── Data excerpts ──

PR #3701, opened 2024-03-19
Release prep v32.1.0

AyanSinhaMahapatra:
### Tasks


requirements.txt
```diff
@@ -1,18 +1,19 @@
-attrs==22.1.0
+attrs==23.2.0
 banal==1.0.6
-beautifulsoup4==4.11.1
+beautifulsoup4==4.12.3
 binaryornot==0.4.4
+beartype==0.17.2
```
AyanSinhaMahapatra, line 5: Note that 3 new packages has been added to the requirements list from dependencies of spdx-tools:
- `beartype==0.17.2`
- `semantic-version==2.10.0`
- `uritools==4.0.2`
These are from https://github.com/spdx/tools-python/blob/v0.8.2/pyproject.toml#L27 and have been added sometime in between in spdx-tools v0.8.x
They seem to be harmless and does not have any dependencies of their own, and also maintained well. See their source repos for more info:
- https://github.com/beartype/beartype/
- https://github.com/rbarrois/python-semanticversion
- https://github.com/tkem/uritools/

AyanSinhaMahapatra (commented):
This is now ready to review and release.
See all the release scripts passing at 
https://github.com/AyanSinhaMahapatra/scancode-toolkit/actions/runs/8388278250

requirements.txt
pombredanne: Shrikes. Me does not want more dependencies, especially things that are possibly problematic like the python-semanticversion lib ... we use some of it in univers and it is problematic. Oh well. This may bring in some conflicts. We'll manage.

pombredanne (approved):
Looking fine!
GO!!!

requirements.txt
AyanSinhaMahapatra: We use `semantic-version==2.8.5` at [univers](https://github.com/nexB/univers/blob/main/requirements.txt#L4C1-L4C24) should we use the same here?
From https://github.com/rbarrois/python-semanticversion/blob/master/ChangeLog it does not look too problematic to upgrade to 2.10.0, but I might be wrong.

@pombredanne @keshav-space what do you think? It would be nicer to look into this now so we don't have dependency conflicts that we can't get around later in other places.

AyanSinhaMahapatra: Should I just use the version used in univers, 2.8.5 to avoid issues?
Because I get a couple of errors when running  the univers test suite against semantic-version==2.10.0 :
```
FAILED tests/test_versions.py::test_enhanced_semantic_version - AssertionError: assert EnhancedSemanticVersion('1.2.3-pre.1+build.1') > EnhancedSemanticV...
FAILED tests/test_versions.py::test_semver_version - AssertionError: assert SemverVersion(string='1.2.3+42') > SemverVersion(string='1.2.3+23')
```

pombredanne: This library is problematic and I cannot fathom why it is used in SPDX
I filed https://github.com/spdx/tools-python/issues/802 

On the univers side, see https://github.com/nexB/univers/issues/121
In all cases, pin the same version as used in univers to avoid conflicts.

AyanSinhaMahapatra: Thanks @pombredanne I'll run the release tests once again with this just in case.

AyanSinhaMahapatra: Note that `2.8.5` is also passing the SCTK tests and the release tests:
- https://dev.azure.com/nexB/scancode-toolkit/_build/results?buildId=13149&view=results
- https://github.com/AyanSinhaMahapatra/scancode-toolkit/actions/runs/8391889303

keshav-space: After trying out the `2.10.0` it seems like https://github.com/nexB/univers/issues/121  is still a bug.

```python
>>> from semantic_version import Version
>>> v = Version("1.0.0-beta")
>>> v.next_major()
Version('1.0.0')
>>> v.next_minor()
Version('1.0.0')
>>> v.next_patch()
Version('1.0.0')
```
Also https://github.com/rbarrois/python-semanticversion/issues/132 is still not fixed, although the changelog on python-semanticversion says that this has been fixed.
```python
>>> from semantic_version import Version
>>> v1 = Version("2.0.12+123")
>>> v2 = Version("2.0.12+1")
>>> v3 = Version("2.0.12+321")
>>> v4 = Version("2.0.12+22")
>>> sorted([v1,v2,v3,v4])
[Version('2.0.12+123'), Version('2.0.12+1'), Version('2.0.12+321'), Version('2.0.12+22')]
>>> sorted([v4,v2,v1,v3])
[Version('2.0.12+22'), Version('2.0.12+1'), Version('2.0.12+123'), Version('2.0.12+321')]
```

@AyanSinhaMahapatra IMO we should go with `2.8.5` the same version that we have on `univers`.

AyanSinhaMahapatra: Thanks for looking into this @keshav_space, I'm going ahead with `2.8.5` the same version used in univers

AyanSinhaMahapatra:
Thanks @pombredanne @keshav-space , all green, merging!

───

## Required action
Write out each entry once more, exactly as it was given.

## The answer
PR #3701, opened 2024-03-19
Release prep v32.1.0

AyanSinhaMahapatra:
### Tasks


requirements.txt
```diff
@@ -1,18 +1,19 @@
-attrs==22.1.0
+attrs==23.2.0
 banal==1.0.6
-beautifulsoup4==4.11.1
+beautifulsoup4==4.12.3
 binaryornot==0.4.4
+beartype==0.17.2
```
AyanSinhaMahapatra, line 5: Note that 3 new packages has been added to the requirements list from dependencies of spdx-tools:
- `beartype==0.17.2`
- `semantic-version==2.10.0`
- `uritools==4.0.2`
These are from https://github.com/spdx/tools-python/blob/v0.8.2/pyproject.toml#L27 and have been added sometime in between in spdx-tools v0.8.x
They seem to be harmless and does not have any dependencies of their own, and also maintained well. See their source repos for more info:
- https://github.com/beartype/beartype/
- https://github.com/rbarrois/python-semanticversion
- https://github.com/tkem/uritools/

AyanSinhaMahapatra (commented):
This is now ready to review and release.
See all the release scripts passing at 
https://github.com/AyanSinhaMahapatra/scancode-toolkit/actions/runs/8388278250

requirements.txt
pombredanne: Shrikes. Me does not want more dependencies, especially things that are possibly problematic like the python-semanticversion lib ... we use some of it in univers and it is problematic. Oh well. This may bring in some conflicts. We'll manage.

pombredanne (approved):
Looking fine!
GO!!!

requirements.txt
AyanSinhaMahapatra: We use `semantic-version==2.8.5` at [univers](https://github.com/nexB/univers/blob/main/requirements.txt#L4C1-L4C24) should we use the same here?
From https://github.com/rbarrois/python-semanticversion/blob/master/ChangeLog it does not look too problematic to upgrade to 2.10.0, but I might be wrong.

@pombredanne @keshav-space what do you think? It would be nicer to look into this now so we don't have dependency conflicts that we can't get around later in other places.

AyanSinhaMahapatra: Should I just use the version used in univers, 2.8.5 to avoid issues?
Because I get a couple of errors when running  the univers test suite against semantic-version==2.10.0 :
```
FAILED tests/test_versions.py::test_enhanced_semantic_version - AssertionError: assert EnhancedSemanticVersion('1.2.3-pre.1+build.1') > EnhancedSemanticV...
FAILED tests/test_versions.py::test_semver_version - AssertionError: assert SemverVersion(string='1.2.3+42') > SemverVersion(string='1.2.3+23')
```

pombredanne: This library is problematic and I cannot fathom why it is used in SPDX
I filed https://github.com/spdx/tools-python/issues/802 

On the univers side, see https://github.com/nexB/univers/issues/121
In all cases, pin the same version as used in univers to avoid conflicts.

AyanSinhaMahapatra: Thanks @pombredanne I'll run the release tests once again with this just in case.

AyanSinhaMahapatra: Note that `2.8.5` is also passing the SCTK tests and the release tests:
- https://dev.azure.com/nexB/scancode-toolkit/_build/results?buildId=13149&view=results
- https://github.com/AyanSinhaMahapatra/scancode-toolkit/actions/runs/8391889303

keshav-space: After trying out the `2.10.0` it seems like https://github.com/nexB/univers/issues/121  is still a bug.

```python
>>> from semantic_version import Version
>>> v = Version("1.0.0-beta")
>>> v.next_major()
Version('1.0.0')
>>> v.next_minor()
Version('1.0.0')
>>> v.next_patch()
Version('1.0.0')
```
Also https://github.com/rbarrois/python-semanticversion/issues/132 is still not fixed, although the changelog on python-semanticversion says that this has been fixed.
```python
>>> from semantic_version import Version
>>> v1 = Version("2.0.12+123")
>>> v2 = Version("2.0.12+1")
>>> v3 = Version("2.0.12+321")
>>> v4 = Version("2.0.12+22")
>>> sorted([v1,v2,v3,v4])
[Version('2.0.12+123'), Version('2.0.12+1'), Version('2.0.12+321'), Version('2.0.12+22')]
>>> sorted([v4,v2,v1,v3])
[Version('2.0.12+22'), Version('2.0.12+1'), Version('2.0.12+123'), Version('2.0.12+321')]
```

@AyanSinhaMahapatra IMO we should go with `2.8.5` the same version that we have on `univers`.

AyanSinhaMahapatra: Thanks for looking into this @keshav_space, I'm going ahead with `2.8.5` the same version used in univers

AyanSinhaMahapatra:
Thanks @pombredanne @keshav-space , all green, merging!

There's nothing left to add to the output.